*** DATA PROVIDED Section Begins ***

PR #2183, opened 2025-11-07
feat: implement people table functionality

MariaAlefirenko:
[DEMO LINK](https://MariaAlefirenko.github.io/react_people-table-basics/)

### DIFF
--- a/src/components/Pages/PeoplePage.tsx
+++ b/src/components/Pages/PeoplePage.tsx
@@ -49,99 +49,87 @@ export const PeoplePage: React.FC = () => {
   const hasPeople = !isLoading && !error && people.length > 0;
 
   return (
-      <div className="container">
-        <h1 className="title">People Page</h1>
+    <div className="container">
+      <h1 className="title">People Page</h1>
 
-        <div className="block">
-          <div className="box table-container">
-            {isLoading && (
-              <div data-cy="loader">
-                <Loader />
-              </div>
-            )}
+      <div className="block">
+        <div className="box table-container">
+          {isLoading && (
+            <div data-cy="loader">
+              <Loader />
+            </div>
+          )}
 
-            {error && (
-              <p data-cy="peopleLoadingError" className="has-text-danger">
-                {error}
-              </p>
-            )}
+          {error && (
+            <p data-cy="peopleLoadingError" className="has-text-danger">
+              {error}
+            </p>
+          )}
 
-            {noPeople && (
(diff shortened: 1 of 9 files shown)


src/components/PersonLink.tsx
```diff
@@ -0,0 +1,49 @@
...
+      personName?: never;
+      people?: never;
+    }
+  | {
+      personName: string | null;
+      people: Person[];
+      person?: never;
+    };
+
+export const PersonLink: React.FC<Props> = props => {
```
voloshynmykyta: Read something about [KISS](https://en.wikipedia.org/wiki/KISS_principle)

You can make just something like this: 

```js
import React from 'react';
import { Person } from '../../types';
import { Link } from 'react-router-dom';
import cn from 'classnames';

interface PersonLinkProps {
  person?: Person | null;
  name?: string | null;
}

export const PersonLink: React.FC<PersonLinkProps> = ({ person, name }) => {
  if (person) {
    return (
      <Link
        to={`/people/${person.slug}`}
        className={cn({ 'has-text-danger': person.sex === 'f' })}
      >
        {name || person.name}
      </Link>
    );
  }

  if (name) {
    return <>{name}</>;
  }

  return <>-</>;
};
```
And use it in more simple way in people table: 

`<PersonLink person={person.mother} name={person.motherName} />`


it will remove a lot of different condtition renders in your people table.

src/components/Pages/PeoplePage.tsx
```diff
@@ -0,0 +1,147 @@
...
+
+                    const byName = new Map(people.map(p => [p.name, p]));
+                    const mother = motherName
+                      ? byName.get(motherName)
+                      : undefined;
+                    const father = fatherName
+                      ? byName.get(fatherName)
+                      : undefined;
+
+                    return (
```
voloshynmykyta: I would like to see here another one separated component with more clear rendering(less conditions)

src/components/PersonLink.tsx
```diff
@@ -0,0 +1,49 @@
+/* eslint-disable @typescript-eslint/indent */
+import { Link, useParams } from 'react-router-dom';
+import { Person } from '../types/Person';
+
+type Props =
```
voloshynmykyta: in general, i would recommend another approach

but at least make two different types and use here instead of { ... } | { ... }

voloshynmykyta (changes requested):

PR #2194, opened 2025-11-10
add task solution

Julia-Hertseva:
[DEMO LINK](https://Julia-Hertseva.github.io/react_people-table-basics/)


andriiLink (approved):
Great job! To make your page look the same as on example just find in project index.html (it's outside src folder) and add class `class="has-navbar-fixed-top` to `html` tag

PR #2207, opened 2025-11-14
develop

ElinaMrachkovska:
https://elinamrachkovska.github.io/react_tabs-with-router/#/tabs/tab-2


ElinaMrachkovska:
explain where the errors are in the code, why the task is not accepted

PR #2279, opened 2026-02-06
add task solution

AdelinaY18:
[DEMO LINK](https://AdelinaY18.github.io/react_people-table-basics/)


Etwaiz (approved):
everything is fine, but I see that the tests are not passing, change them

PR #2337, opened 2026-03-19
Develop

AndreyKagaml:
[DEMO LINK](https://AndreyKagaml.github.io/react_people-table-basics/)

My app works, but tests pass and fail very strange


brespect (changes requested):
Good progress, but you need to pass all tests:
the error simply shows that your UI logic is not working properly.

**should not show loading error if API send no people**

That is:

- The API returned a successful response
- but the list of people is empty
- and you still show:

`<p class="has-text-danger">...</p>`

Cypress says: error should not exist, but it does

PR #2344, opened 2026-03-28
Added solution

MykolaFatkullin:


MykolaFatkullin:
@mateacademy-ai-mentor Link with slug is nested for people. So in this case "../" directs us to people

PR #2366, opened 2026-04-27
Implement the App with 2 pages and ability to select a person in the table

Dianaeva:
[DEMO LINK](https://dianaeva.github.io/react_people-table-basics/)


src/components/PeopleTable/PersonTableItem.tsx
```diff
@@ -0,0 +1,57 @@
...
+const PersonTableItemBase: React.FC<Props> = ({ person }) => {
+  const { sex, born, died, motherName, fatherName, slug, mother, father } =
+    person;
+  const { slug: paramSlug } = useParams();
+
+  const motherInfoTd = useMemo(() => {
+    if (!!motherName && !!mother) {
+      return <PersonLink person={mother} />;
+    } else if (!!motherName) {
+      return <>{motherName}</>;
```
polosanya, line 27:
```suggestion
    if (!!motherName && !!mother) {
      return <PersonLink person={mother} />;
    }
    
    if (!!motherName) {
      return <>{motherName}</>;
```
The code will not go further after `return` so there is no need to use `else` for better readability

src/components/PeopleTable/PersonTableItem.tsx
```diff
@@ -0,0 +1,57 @@
...
+      return <>-</>;
+    }
+  }, [motherName, mother]);
+
+  const fatherInfoTd = useMemo(() => {
+    if (!!fatherName && !!father) {
+      return <PersonLink person={father} />;
+    } else if (!!fatherName) {
+      return <>{fatherName}</>;
+    } else {
```
polosanya: Same here.
Also, as for me, it would be cleaner to check from the opposite:
`if (!fatherName && !father) {
      return <>-</>;
    }
`

src/pages/PeoplePage.tsx
```diff
@@ -0,0 +1,68 @@
...
+      .finally(() => {
+        setIsLoading(false);
+      });
+  }, []);
+
+  const extendedPeopleData = useMemo(() => {
+    if (people.length === 0) {
+      return people;
+    } else {
+      return [...people].map(pers => {
```
polosanya:
```suggestion
    if (people.length === 0) {
      return people;
    }
    
    return people.map(pers => {
```
`map` is a non-mutating method, no need to create a copy of array

src/pages/PeoplePage.tsx
```diff
@@ -0,0 +1,68 @@
...
+        <div className="box table-container">
+          {isLoading && <Loader />}
+
+          {errorMessage && (
+            <p data-cy="peopleLoadingError" className="has-text-danger">
+              {errorMessage}
+            </p>
+          )}
+
+          {!isLoading && !errorMessage && people.length === 0 && (
```
polosanya: Would be great to create a variable for this condition in case you need to update it later and for better readability

polosanya (changes requested):
Almost perfect! Let's improve you code a bit

polosanya (approved):

PR #2389, opened 2026-05-23
add solution

George-Buzhenitsa:
https://George-Buzhenitsa.github.io/react_people-table-basics/


Denys-Kravchuk9988 (approved):
Looks good to me!

Not critical is that there should be gap between header and content as on example. But it wasn't added in requirements.

Image

Image

PR #2408, opened 2026-06-01
add task solution

rlysunets:
[DEMO LINK](https://rlysunets.github.io/react_people-table-basics/)


src/App.tsx
```diff
@@ -1,167 +1,59 @@
...
-    </main>
-  </div>
-);
+      </nav>
+
+      <main className="section">
+        <div className="container">
+          <Routes>
+            <Route path="/" element={<HomePage />} />
+            <Route path="/people" element={<PeoplePage />} />
```
Palfinger2002, line 50: You can wrap both Route with similar way - "people" in one Route with way "people" and first with index and the other just ":slug". But it's up for you

Palfinger2002 (approved):
Good job!

PR #296, opened 2020-04-14
Prepare objects for store before trying to validate them

dekatzenel:
# Citrine Python PR

## Description 
Prepare objects for store in the same way that register() does prior to running template validation on them. Prevents 500s on the backend which expects a specific format for incoming data

### PR Type:


dekatzenel:
> While it seems pretty reasonable to do this client-side, the fact that the datasvc 500's without it seems like an issue. Is there a separate PR / ticket to address that?

Just filed https://citrine.atlassian.net/browse/PLA-3840

PR #300, opened 2020-04-17
Taurus -> GEMD migration

kroenlein:
# Citrine Python PR
This PR is intended to
* Modify all requirements so that installs rely on gemd-python not citrine-taurus
* Update all in-library reference from Taurus to GEMD to avoid spurious deprecation warnings

## Description 
As described above.  This is motivated by impending roll-outs to a customer site.

I am less than confident in the corrections to Pipfile and Pipfile.lock, so extra care should be taken about verifying those edits.

### PR Type:


Pipfile
```diff
@@ -16,7 +16,7 @@ requests-mock = "*"
 
 [packages]
 citrine = {editable = true,path = "."}
-taurus = {git = "https://github.com/CitrineInformatics/taurus.git", editable = true, ref="develop"}
+gemd = {git = "https://github.com/CitrineInformatics/gemd-python.git", editable = true, ref="develop"}
```
bfolie, line 19: It looks like gemd doesn't have a develop branch. Did it used to have one? In that case I think it should be changed to `ref="master"`

Pipfile.lock
```diff
@@ -199,10 +199,10 @@
             ],
             "version": "==0.1.7"
         },
-        "taurus": {
+        "gemd": {
             "editable": true,
-            "git": "https://github.com/CitrineInformatics/taurus.git",
-            "ref": "e043283fab2f18112d8e71f102657527fc09efe9"
+            "git": "https://github.com/CitrineInformatics/gemd-python.git",
+            "ref": "1733aa751683b915666f30a24ca289cfcf9da305"
```
bfolie, line 205: Did you run `pipfile lock` or did you copy a git hash?

Pipfile
kroenlein: Yeah, it got moved into masterflow as well.  Good catch.

kroenlein:
```suggestion
gemd = {git = "https://github.com/CitrineInformatics/gemd-python.git", editable = true, ref="master"}
```

Pipfile.lock
kroenlein: Manually copied the git hash out of the 0.6.2 release, as tagged in PyPi.

PR #301, opened 2020-04-20
Docs/data sources

bfolie:
# Citrine Python PR

## Description 
Adds documentation on how to use data source objects. This is mostly copied from the ai-engine-documentation repo.

Also reorganizes the "AI Engine" section of the docs to have a top-level table of contents.

### PR Type:


docs/source/workflows/getting_started.rst
```diff
@@ -0,0 +1,80 @@
+.. _getting-started:
```
bfolie, line 1: This file is copied from what used to be in workflows/index.rst

docs/source/workflows/index.rst
```diff
@@ -1,83 +1,18 @@
...
-Validation status can be one of the following states:
-
--  **Created:** The module/workflow has been registered with a project and has been queued for validation.
--  **Validating:** The module/workflow is currently validating. The status will be updated to one of the subsequent states upon completion.
--  **Invalid:** Validation completed successfully but found errors with the workflow/module.
--  **Ready:** Validation completed successfully and found no errors.
--  **Error:** Validation did not complete. An error was raised during the validation process that prevented an invalid or ready status to be determined.
-
-Validation of a workflow and all constituent modules must complete with ready status before the workflow can be executed.
+.. toctree::
```
bfolie, line 7: workflows/index.rst is now a table of contents

docs/source/workflows/data_sources.rst
```diff
@@ -0,0 +1,90 @@
...
+    from citrine.informatics.data_sources import CSVDataSource
+    from citrine.informatics.predictors import SimpleMLPredictor
+    from citrine.informatics.descriptors import RealDescriptor, CategoricalDescriptor, ChemicalFormulaDescriptor
+
+    file_link = dataset.files.upload("./data.csv", "bandgap_data.csv")
+
+    data_source = CsvDataSource(
+        file_link = file_link,
+        column_definitions = {
+            "Chemical Formula": ChemicalFormulaDescriptor("formula"),
```
yoolheekim, line 41: (minor request) it could be useful to add that the key here references the column header, and explicitly state that the descriptor key does not need to match the column header key

docs/source/workflows/data_sources.rst
```diff
@@ -0,0 +1,90 @@
...
+            "Crystallinity": CategoricalDescriptor("Crystallinity", categories=[
+                "Single crystalline", "Amorphous", "Polycrystalline"])
+        }
+    )
+
+    predictor = SimpleMLPredictor(
+        name = "Band gap predictor",
+        description = "Predict the band gap from the chemical formula and crystallinity",
+        inputs = [
+            data_source.column_definitions["Chemical Formula"],
```
yoolheekim, line 52: (minor request) would be useful to explicitly state that the column_definitions are identified by the column headers, and not by the descriptor keys

bfolie: updated

docs/source/workflows/data_sources.rst
bfolie: updated

docs/source/workflows/data_sources.rst
yoolheekim: (question) is it not required to use `data_source.column_definitions` here? can you reference instead a descriptor object like `ChemicalFormulaDescriptor("formula")` ? 

also, what I meant is that it would be nice to state that the key in the `column_definitions` should refer to the csv column header and not the descriptor key (i.e. "formula")

docs/source/workflows/data_sources.rst
```diff
@@ -0,0 +1,94 @@
...
+
+The :class:`~citrine.informatics.data_sources.CSVDataSource` draws data from a CSV file stored on the data platform and annotates it by mapping each column name to a :class:`~citrine.informatics.descriptors.Descriptor`.
+The file is referenced via a :class:`~citrine.resources.file_link.FileLink`.
+Each FileLink references an explicit version of the CSV file.
+Uploading a new file with the same name will produce a new version of the file with a new FileLink.
+
+The columns in the CSV are extracted and parsed by a mapping of column header names to user-created descriptors.
+Columns in the CSV that are not mapped with a descriptor are ignored.
+
+Assume that a file data.csv exists with the following contents:
```
bfolie, line 18: @floparedes @maxhutch is there a limit on the number of rows/columns/cells in a CSV data source? I see limits on Ara tables here and total number of training data for a predictor, but am not sure which parts transfer to CSV data source: https://citrine.atlassian.net/wiki/spaces/PLA/pages/251297805/AI+Engine+limitations+and+questions+for+CP+Onboarding

maxhutch: There is not currently a limit.  I think we should cap the file size because we read the whole file into memory in orion.  cc: @andyczerwonka @jtharris

docs/source/workflows/data_sources.rst
bfolie: >  is it not required to use data_source.column_definitions here? can you reference instead a descriptor object like ChemicalFormulaDescriptor("formula") ?

It is not. You can create the descriptor directly but it needs to match the descriptor in the CSV data source, hence the comment on lines 54-55.

> what I meant is that it would be nice to state that the key in the column_definitions should refer to the csv column header and not the descriptor key (i.e. "formula")

I think that's covered in lines 40-41. "`column_definitions` maps a column header to a descriptor" states that the key in the dictionary refers to a column header. And "the column header and the descriptor key do not need to be identical" states that it doesn't refer to the descriptor key.

If you have different wording in mind, feel free to make suggested changes.

yoolheekim: OK, that makes sense to me. I'm good with this! Thanks

PR #302, opened 2020-04-20
updating original object uids in register_all

ventura-rivera:
# Citrine Python PR

## Description 

### PR Type:

### DIFF
--- a/src/citrine/resources/dataset.py
+++ b/src/citrine/resources/dataset.py
@@ -30,6 +30,7 @@ from taurus.entity.template.measurement_template import MeasurementTemplate
 from taurus.entity.template.parameter_template import ParameterTemplate
 from taurus.entity.template.process_template import ProcessTemplate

*** DATA PROVIDED Section Ends ***

YOUR GOAL - When the word "lines" shows up in a line of the entries, report that line.

RESULT -
It is not. You can create the descriptor directly but it needs to match the descriptor in the CSV data source, hence the comment on lines 54-55.
I think that's covered in lines 40-41. "`column_definitions` maps a column header to a descriptor" states that the key in the dictionary refers to a column header. And "the column header and the descriptor key do not need to be identical" states that it doesn't refer to the descriptor key.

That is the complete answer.